In the spirit of this weekend’s Naismith Hall of Fame festivities, Zach Lowe of Sports Illustrated recently took a look at some NBA veterans in the late stages of their careers who might have a chance at enshrinement someday. Quite a few Pistons and former Pistons are included. Here’s a rundown:
Wallace is No. 8 all-time in the NBA in rebounding rate, won a ring as part of a Detroit team that played in six straight conference finals, made five straight first-team All-Defensive teams and guarded Shaquille O’Neal decently during the 2004 Finals. But his career got off to a slow start, with three fairly low-minutes seasons in Washington, and it has ended with unspectacular (but solid) play in Chicago, Cleveland and Detroit again. Wallace was a horrid free throw shooter and less of an offensive threat than Camby, but he made up for it to some degree with nasty screen-setting and decent passing.

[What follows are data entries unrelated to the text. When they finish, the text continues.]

PR #495, opened 2023-10-03
Fixes CVE-2022-41723 

Sneha-at:
**What type of PR is this?**
>
> /kind api-change
 /kind bug
> /kind cleanup
> /kind design
> /kind documentation
> /kind failing-test
> /kind feature
> /kind flake

Bumps dependency to fix CVE-2022-41723

Fixes #

```release-note
NONE
```


go.mod
```diff
@@ -48,11 +48,11 @@ require (
 	github.com/prometheus/common v0.32.1 // indirect
 	github.com/prometheus/procfs v0.7.3 // indirect
 	github.com/spf13/pflag v1.0.5 // indirect
-	golang.org/x/net v0.1.1-0.20221027164007-c63010009c80 // indirect
+	golang.org/x/net v0.8.0 // indirect
```
sunnylovestiramisu, line 51: The CVE only requires to update golang.org/x/net to >= v0.7.0. Is it required to update all the other things including k8s stuff?

Sneha-at: I updated the `client-go` package as it was dependent on this so `go mod tidy` updated all the packages. Should I update just `golang.org/x/net : 0.7.0`

Sneha-at: I updated the replace statement for x/net to point to `v0.8.0` version. Only removing the `replace` added x/net `v0.6.0` and `v0.0.0` dependencies in go.sum.

sunnylovestiramisu:
Testgrid is red before this PR submission: https://testgrid.k8s.io/sig-storage-csi-external-resizer#1-27-on-kubernetes-1-27

msau42:
Generally we submit updates to master branch first and then cherry pick to release branches to make sure we don't drop the fix in new versions. Can you also create a PR against master branch?

go.mod
```diff
@@ -69,4 +69,4 @@ require (
 	sigs.k8s.io/yaml v1.3.0 // indirect
 )
 
-replace golang.org/x/net => golang.org/x/net v0.4.0
+replace golang.org/x/net => golang.org/x/net v0.8.0
```
msau42, line 72: Also in general, having replace statements is not going to work well with dependabot. Are we able to explicit set the version in the "require" section?

Sneha-at: This is an indirect dependency can we add it in require section? The other option I tried was to bump client-go to 1.24.17 as `golang/x/net` is it's dependency

Sneha-at:
In master branch the package is already [updated](https://github.com/kubernetes-csi/external-attacher/blob/8dac68df59d66a0f534336268c5197cc81886086/go.mod#L55) to `golang/x/net: 0.14.0`  so we should not have this CVE

sunnylovestiramisu:
Related to OSS issue: https://github.com/kubernetes/kubernetes/issues/120997

msau42:
> In master branch the package is already [updated](https://github.com/kubernetes-csi/external-attacher/blob/8dac68df59d66a0f534336268c5197cc81886086/go.mod#L55) to `golang/x/net: 0.14.0` so we should not have this CVE

It looks like 4.2 branch and below need to be updated: https://github.com/kubernetes-csi/external-attacher/blob/release-4.2/go.mod

go.mod
xing-yang: We can't move up to golang.org/x/net v0.17.0?

msau42:
3.5.x is out of support. It looks like this is addressed in the latest branches.

/close

PR #523, opened 2023-12-21
Update github.com/kubernetes-csi/csi-lib-utils to v0.16.0

msau42:
Ran ./go-modules-targeted-update.sh

```release-note
NONE
```


msau42:
still not right
/close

I’m going to take his case up more vigorously once he officially retires. Although I am admittedly biased, Wallace getting in the Hall of Fame is a no-brainer.
Voters love Finals MVPs, and though Billups never quite lived up to the “Mr. Big Shot” moniker — his clutch numbers are pretty average overall — he did make some huge shots for the Pistons, upgraded Denver as soon as he got there and has won universal respect as a locker-room leader. He could finish with close to 17,000 points and a PER around 19.0 — a top-100 mark — if he stays healthy and productive for two more seasons. He has proven himself very smart at remaining very efficient as his athleticism declines by focusing almost entirely on threes and free throws. A five-time All-Star and a solid, smart defender during his prime, Billups has had trouble cracking the All-NBA teams with so many elite point guards, old and young, scattered around the league. Gun to my head, I bet Billups gets in.

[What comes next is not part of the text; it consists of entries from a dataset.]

PR #561, opened 2024-05-29
Fix timeout on short CSI calls during attacher initialization

Fricounet:
**What type of PR is this?**

/kind bug

The same context.WithTimeout was used in different places when calling the CSI drivers in the main function. With recent changes, the code execution started taking longer and the context would hit its timeout on the `GetPluginCapabilities` driver call. For instance with when running with the azuredisk-csi-driver (I've seen this on the aws-ebs and the gcp-pd drivers too):
```
❯ k logs -c csi-attacher csi-azuredisk-controller-69fdb787c6-k59fw
I0529 12:26:30.367859       1 main.go:109] "Version" version="v4.6.0-0-gc58f4277"
I0529 12:26:30.369489       1 connection.go:234] "Connecting" address="unix:///csi/csi.sock"
I0529 12:26:31.370120       1 common.go:145] "Probing CSI driver for readiness"
I0529 12:26:31.370148       1 connection.go:264] "GRPC call" method="/csi.v1.Identity/Probe" request="{}"
I0529 12:26:31.371908       1 connection.go:270] "GRPC response" response="{\"ready\":{\"value\":true}}" err=null
I0529 12:26:31.371934       1 connection.go:264] "GRPC call" method="/csi.v1.Identity/GetPluginInfo" request="{}"
I0529 12:26:31.372446       1 connection.go:270] "GRPC response" response="{\"name\":\"disk.csi.azure.com\",\"vendor_version\":\"v1.30.1\"}" err=null
I0529 12:26:31.372466       1 main.go:169] "CSI driver name" driver="disk.csi.azure.com"
I0529 12:26:31.373062       1 connection.go:234] "Connecting" address="unix:///csi/csi.sock"
I0529 12:26:32.374364       1 common.go:145] "Probing CSI driver for readiness"
I0529 12:26:32.374396       1 connection.go:264] "GRPC call" method="/csi.v1.Identity/Probe" request="{}"
I0529 12:26:32.374869       1 connection.go:270] "GRPC response" response="{\"ready\":{\"value\":true}}" err=null
I0529 12:26:32.374921       1 connection.go:264] "GRPC call" driver="disk.csi.azure.com" method="/csi.v1.Identity/GetPluginCapabilities" request="{}"
I0529 12:26:32.375015       1 main.go:196] "ServeMux listening" driver="disk.csi.azure.com" address=":22012" metricsPath="/metrics"
I0529 12:26:32.375048       1 connection.go:270] "GRPC response" driver="disk.csi.azure.com" response="{}" err="rpc error: code = DeadlineExceeded desc = context deadline exceeded"
E0529 12:26:32.375069       1 main.go:207] "Failed to check if the CSI Driver supports the CONTROLLER_SERVICE" err="rpc error: code = DeadlineExceeded desc = context deadline exceeded" driver="disk.csi.azure.com"
```

 This change uses a separate context.WithTimeout for each short CSI call using the default `csiTimeout` defined in main.

Fixes #

```release-note
Fixed an issue where the attacher would see its context timeout on startup when calling the CSI driver.
```

### DIFF
--- a/cmd/csi-attacher/main.go
+++ b/cmd/csi-attacher/main.go
@@ -167,7 +167,6 @@ func main() {
 	}
 	logger = klog.LoggerWithValues(logger, "driver", csiAttacher)
 	logger.V(2).Info("CSI driver name")
-	cancelationCtx = klog.NewContext(cancelationCtx, logger)
 
 	translator := csitrans.New()
 	if translator.IsMigratedCSIDriverByName(csiAttacher) {
@@ -202,6 +201,9 @@ func main() {
 		}()
 	}
 
+	cancelationCtx, cancel = context.WithTimeout(ctx, csiTimeout)
+	cancelationCtx = klog.NewContext(cancelationCtx, logger)
+	defer cancel()
 	supportsService, err := supportsPluginControllerService(cancelationCtx, csiConn)
 	if err != nil {
 		logger.Error(err, "Failed to check if the CSI Driver supports the CONTROLLER_SERVICE")


huww98:
`connection.go:234] "Connecting" address="unix:///csi/csi.sock"` this seems taking exactly 1 second from your logs. Do you know why? It looks like the CSI response is very fast, and 1 second timeout should be enough for both RPC calls.

Fricounet:
@huww98 what you indicate is a log that does not come from the same call to the CSI driver. It comes from the [Connect](https://github.com/kubernetes-csi/csi-lib-utils/blob/master/connection/connection.go#L234) method of CSI lib utils which is triggered [here](https://github.com/kubernetes-csi/external-attacher/blob/eeed54970cdaee747be9cee3f9f496cc9d26a7ed/cmd/csi-attacher/main.go#L174) in the code. It looks like the timeout appears 1s after this because the context is configure in the call to get the driver name just [before](https://github.com/kubernetes-csi/external-attacher/blob/eeed54970cdaee747be9cee3f9f496cc9d26a7ed/cmd/csi-attacher/main.go#L163). You can even see this call in the logs `connection.go:264] "GRPC call" method="/csi.v1.Identity/GetPluginInfo" request="{}"`

While in the bug, the timeout appears in a later call to the csi driver [here](https://github.com/kubernetes-csi/external-attacher/blob/eeed54970cdaee747be9cee3f9f496cc9d26a7ed/cmd/csi-attacher/main.go#L209)

Fricounet:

I’m in the same boat as Wallace when it comes to Billups — no question he should get in.
Hill is going to get in, even though a series of devastating ankle injuries limited him to six truly dominant seasons at the start of his career — a streak that ended right after he signed a massive free-agent contract with the Magic during the same summer spending bonanza that netted the next guy on this list. But Hill was one of the league’s top half-dozen or so players during that six-season stretch, and he has since reinvented himself as an effective two-way third/fourth option on the wing.

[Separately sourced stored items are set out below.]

Issue #609, opened 2024-12-13
Release lease on SIGTERM


jsafrane:
When the sidecar is terminating because of SIGTERM, it should finish all running operations + release its leader election lease. This will allow another attacher sidecar to pick the lease quickly, without waiting for leader election timeouts.

"Finish all running operations" could be accomplished by cancelling a global `context.Context` +waiting for workqueues to finish.

PR #633, opened 2025-03-06
Restart external-attacher faster by releasing leader election lease on sigterm

rhrmo:
**What type of PR is this?**
/kind bug

This PR makes external-attacher restart faster when it is terminating because of sigterm. This is accomplished by releasing leader election lease on sigterm and then it does not have to wait for lease to expire but it proceeds with restart right away. This is the first PR of series of PRs that fix https://github.com/kubernetes-csi/external-attacher/issues/609

Fixes #

This PR is the first of the series of PRs that fix https://github.com/kubernetes-csi/external-attacher/issues/609 and I want to use it to agree on a solution - if you have any suggestions, or find anything wrong, please add a comment and let me know.
I had to import newer version of csi-lib-utils library, so that it would contain changes from https://github.com/kubernetes-csi/csi-lib-utils/pull/191 (go get github.com/kubernetes-csi/csi-lib-utils@f77445f75e9c4954062cdddcef4863adab21947b), so before merging this we would also need to have new version of csi-lib-utils released.

```release-note
NONE
```


jsafrane:
I tested in on a cluster.

What's great is that when the attacher gets SIGTERM, it exits immediately (this PR does not change that) + release its lease, so a newly started attacher starts immediately. This is taken when SIGTERM was received in the middle of ControllerPublish:

```
I0310 15:57:31.102801  133591 connection.go:264] "GRPC call" VolumeAttachment="csi-043731379aa11361179f9e22a17f1fda8d2b0716696126267433bf49892e92b2" method="/csi.v1.Controller/ControllerPublishVolume" request="{\"node_id\":\"192.168.124.90\",\"volume_capability\":{\"access_mode\":{\"mode\":\"SINGLE_NODE_MULTI_WRITER\"},\"mount\":{}},\"volume_context\":{\"storage.kubernetes.io/csiProvisionerIdentity\":\"1741618771172-2394-hostpath.csi.k8s.io\"},\"volume_id\":\"5a4de638-fdc0-11ef-b375-5ed7a0a04918\"}"

[waiting for ControllerPublishVolumeResponse]
^C

I0310 15:57:32.373544  133591 main.go:292] Received SIGTERM or SIGINT signal, shutting down controller.
I0310 15:57:32.373594  133591 controller.go:151] "Shutting CSI attacher"
I0310 15:57:32.373682  133591 reflector.go:319] Stopping reflector *v1.CSINode (10m0s) from k8s.io/client-go/informers/factory.go:160
I0310 15:57:32.373719  133591 reflector.go:319] Stopping reflector *v1.PersistentVolume (10m0s) from k8s.io/client-go/informers/factory.go:160
I0310 15:57:32.373748  133591 reflector.go:319] Stopping reflector *v1.VolumeAttachment (10m0s) from k8s.io/client-go/informers/factory.go:160
I0310 15:57:32.373719  133591 connection.go:270] "GRPC response" VolumeAttachment="csi-043731379aa11361179f9e22a17f1fda8d2b0716696126267433bf49892e92b2" response="{}" err="rpc error: code = Canceled desc = context canceled"
I0310 15:57:32.373761  133591 csi_handler.go:611] "Saving attach error" VolumeAttachment="csi-043731379aa11361179f9e22a17f1fda8d2b0716696126267433bf49892e92b2"
I0310 15:57:32.374421  133591 csi_handler.go:267] "Failed to save attach error to VolumeAttachment" VolumeAttachment="csi-043731379aa11361179f9e22a17f1fda8d2b0716696126267433bf49892e92b2" err="client rate limiter Wait returned an error: context canceled"
I0310 15:57:32.374448  133591 csi_handler.go:243] "Error processing" VolumeAttachment="csi-043731379aa11361179f9e22a17f1fda8d2b0716696126267433bf49892e92b2" err="failed to attach: rpc error: code = Canceled desc = context canceled"
E0310 15:57:32.376055  133591 event.go:464] "Unable to record event (will not retry!)" err="broadcaster already stopped"
E0310 15:57:32.376066  133591 leader_election.go:198] "Stopped leading"
```

What's not so great is that the CSI driver does not know about any of this. It got `ControllerPublishVolume`, it is still attaching the volume and eventually it may succeed. But at the same time, another external-attacher might get the lease very quickly and call the same `ControllerPublishVolume` in parallel.

This could happen also today, however, before this PR, the new attacher would need to wait for the old attacher lease to expire (15 seconds in the default config). Which could give the old CSI driver enough time either complete the attachment or die (because it's unlikely that the attacher got SIGTERM and the CSI driver in the same Pod did not).

cmd/csi-attacher/main.go
```diff
@@ -279,6 +280,18 @@ func main() {
 		*reconcileSync,
 	)
 
+	// handle SIGTERM and SIGINT by cancelling the context.
+	shutdownCtx, cancel := context.WithCancel(ctx)
+	shutdownHandler := server.SetupSignalHandler()
+	ctx, terminate := context.WithCancel(shutdownCtx)
```
gnufied, line 286: That ctx handling looks weird. We wrap existing `ctx` with `WithCancel` and then wrap it again with - `WithCancel`. Is that expected?

rhrmo: I cannot think of an answer from the top of my head, but I think that is a remainder I forgot to delete, I will double check and edit the code or give an explanation why we should use it.

msau42:
> What's not so great is that the CSI driver does not know about any of this. It got `ControllerPublishVolume`, it is still attaching the volume and eventually it may succeed. But at the same time, another external-attacher might get the lease very quickly and call the same `ControllerPublishVolume` in parallel.

Instead of shutting down immediately on a sigterm, can we wait until all pending requests are finished? It would probably require changes to our reconciler.

jsafrane:
>  Instead of shutting down immediately on a sigterm, can we wait until all ongoing requests are finished? It would probably require changes to our reconciler.

We would need two contexts then and it might get messy which context should be used when.

@rhrmo can you explore this idea? I think the only place that should unblock when a signal is received would be here (to call `ShutDown` on all workqueues, which will then wait for existing work to finish):
https://github.com/kubernetes-csi/external-attacher/blob/fbf2dba68fc0c1aa49c787a021e28490e9230154/pkg/controller/controller.go#L150

And here to finish periodic reconcile:
https://github.com/kubernetes-csi/external-attacher/blob/fbf2dba68fc0c1aa49c787a021e28490e9230154/pkg/controller/controller.go#L142

Maybe you find other places. But it will be different in each sidecar.

rhrmo:
Sure thing!

cmd/csi-attacher/main.go
```diff
@@ -279,6 +280,18 @@ func main() {
...
+	defer terminate()
+
+	go func() {
+		defer cancel()
+		<-shutdownHandler
```
sunnylovestiramisu, line 291: Does this work on Windows nodes too? SIGTERM behaves a bit different in Windows than Linux?

rhrmo: Good cache! I think on windows it does os.interupt ([here](https://github.com/kubernetes/kubernetes/blob/34e80be1330556848521314ece92e9277efb26d4/staging/src/k8s.io/apiserver/pkg/server/signal_windows.go#L23) is how kubernetes handles it AFAIK) and just kills the process, I am not sure if we can cache this signal... I will test this with the updated code (I should update the PR by Wednesday based on previous comments). If I cannot think of a way to make this work for Windows we can discuss how we want to handle it.

rhrmo: sorry for the delay, I have some issues with testing the code and cluster creation... I will update once I handle these issues 😅

jsafrane: @sunnylovestiramisu Kubernetes does not ship any Windows containers with the CSI sidecars. We build just the Linux containers ([here](https://github.com/kubernetes/test-infra/blob/master/config/jobs/image-pushing/k8s-staging-sig-storage.yaml))

Vendors, e.g. Microsoft, ships the driver registrar and liveness probe (see e.g. [here](https://github.com/kubernetes-csi/csi-driver-smb/blob/475af8ac63f67cc0e40daba5a0d07717e92e1148/deploy/csi-smb-node-windows-hostprocess.yaml#L45C18-L45C88)), but even them don't seem to ship the Windows version of the attacher, provisioner, resizer or snapshotter.

Do we really want to support these sidecars on Windows? Nobody has probably run them there.

jsafrane: I asked on [slack](https://kubernetes.slack.com/archives/C0SJ4AFB7/p1744723105562959), even Microsoft runs the sidecars on Linux

jsafrane:
>> What's not so great is that the CSI driver does not know about any of this. It got ControllerPublishVolume, it is still attaching the volume and eventually it may succeed. But at the same time, another external-attacher might get the lease very quickly and call the same ControllerPublishVolume in parallel.

> Instead of shutting down immediately on a sigterm, can we wait until all ongoing requests are finished? It would probably require changes to our reconciler.

I can see there is a code that waits for workers to finish before exiting, still, they should finish with a lot of `context canceled` errors, because it's the main context that gets cancelled.

cmd/csi-attacher/main.go
```diff
@@ -280,11 +296,37 @@ func main() {
...
+	defer terminate()
+
+	var signalReceived bool
+
+	go func() {
+		defer cancelRun()
+		<-shutdownHandler
+		signalReceived = true
+		logger.Info("Received SIGTERM or SIGINT signal, shutting down controller.")
+	}()
```
jsafrane, line 313: All this should be behind the feature gate too. We don't want to change the existing behavior.

pkg/controller/controller.go
```diff
@@ -133,18 +136,46 @@ func (ctrl *CSIAttachController) Run(ctx context.Context, workers int) {
...
-			err := ctrl.handler.ReconcileVA(ctx)
-			if err != nil {
-				logger.Error(err, "Failed to reconcile VolumeAttachment")
-			}
-		}, ctrl.reconcileSync)
+		if ctrl.shouldReconcileVolumeAttachment {
+			wg.Add(1)
+			go func() {
+				defer wg.Done()
+				go wait.UntilWithContext(ctx, func(ctx context.Context) {
```
jsafrane, line 157:
```suggestion
				wait.UntilWithContext(ctx, func(ctx context.Context) {
```

Otherwise the outer `go func()` finishes instantly.

cmd/csi-attacher/main.go
```diff
@@ -313,6 +364,10 @@ func main() {
 		le.WithLeaseDuration(*leaderElectionLeaseDuration)
 		le.WithRenewDeadline(*leaderElectionRenewDeadline)
 		le.WithRetryPeriod(*leaderElectionRetryPeriod)
+		if utilfeature.DefaultFeatureGate.Enabled(features.ReleaseLeaderElectionOnExit) {
+			le.WithReleaseOnCancel(true)
+			le.WithContext(ctx)
```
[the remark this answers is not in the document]
rhrmo: Perhaps it would make more sense to exchange the names of ctx and globalCtx. Currently when globalCtx gets shutdown, the whole process gets shutdown, but it is derived from ctx, so the name change could clarify the contexts use. 
Another alternative I can think of is renaming globalCtx to shutdownCtx or lifecycleCtx or something along those lines, but I'm not sure if it's fitting.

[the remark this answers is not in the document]
jsafrane: If I understand it correctly, `ctx` becomes basically unused when `ReleaseLeaderElectionOnExit` is set. We could remove `globalCtx` and use `ctx, terminate = context.WithCancel(ctx)`. One less context to worry about.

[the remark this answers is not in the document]
rhrmo: You're correct, I guess we don't need to differentiate them then and just use ctx. I will update it.

cmd/csi-attacher/main.go
```diff
@@ -280,11 +296,45 @@ func main() {
...
 	run := func(ctx context.Context) {
-		stopCh := ctx.Done()
-		factory.Start(stopCh)
-		ctrl.Run(ctx, int(*workerThreads))
+		if utilfeature.DefaultFeatureGate.Enabled(features.ReleaseLeaderElectionOnExit) {
+			var wg sync.WaitGroup
+			stopCh := shutdownHandler
+			factory.Start(stopCh)
+			ctrl.Run(controllerCtx, int(*workerThreads), &wg)
+			if signalReceived {
```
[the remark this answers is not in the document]
rhrmo: I removed the whole `signalReceived` variable, testing `Run()` is bit tricky though because it waits for the context to be cancelled before it returns, by trying to call `return` at it's end instead `<-ctx.Done()` it finished without any issues.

Lowe also notes that because the Naismith Hall of Fame factors in more than just professional career, Hills outstanding four-year run at Duke will put him over the top.
McGrady’s apex was incredible, peaking with a 2002-03 season that ranks among the very best in the sport’s history. At top form, McGrady shot 45 percent, hit an above-average percentage from deep, sported perhaps the best wing passing skills in the pre-LeBron era and even bought in on defense — most famously in the 2005 playoffs, when McGrady guarded Dirk Nowitzki effectively as a depleted Rockets team pushed the Mavs to seven games in a losing effort.
As I’ve written before, McGrady is one of my favorites. He made some truly bad Orlando teams formidable. I hope he gets in.
Lowe lists former Pistons Richard Hamilton and Jerry Stackhouse among the players who had great careers but probably aren’t quite Hall of Fame level.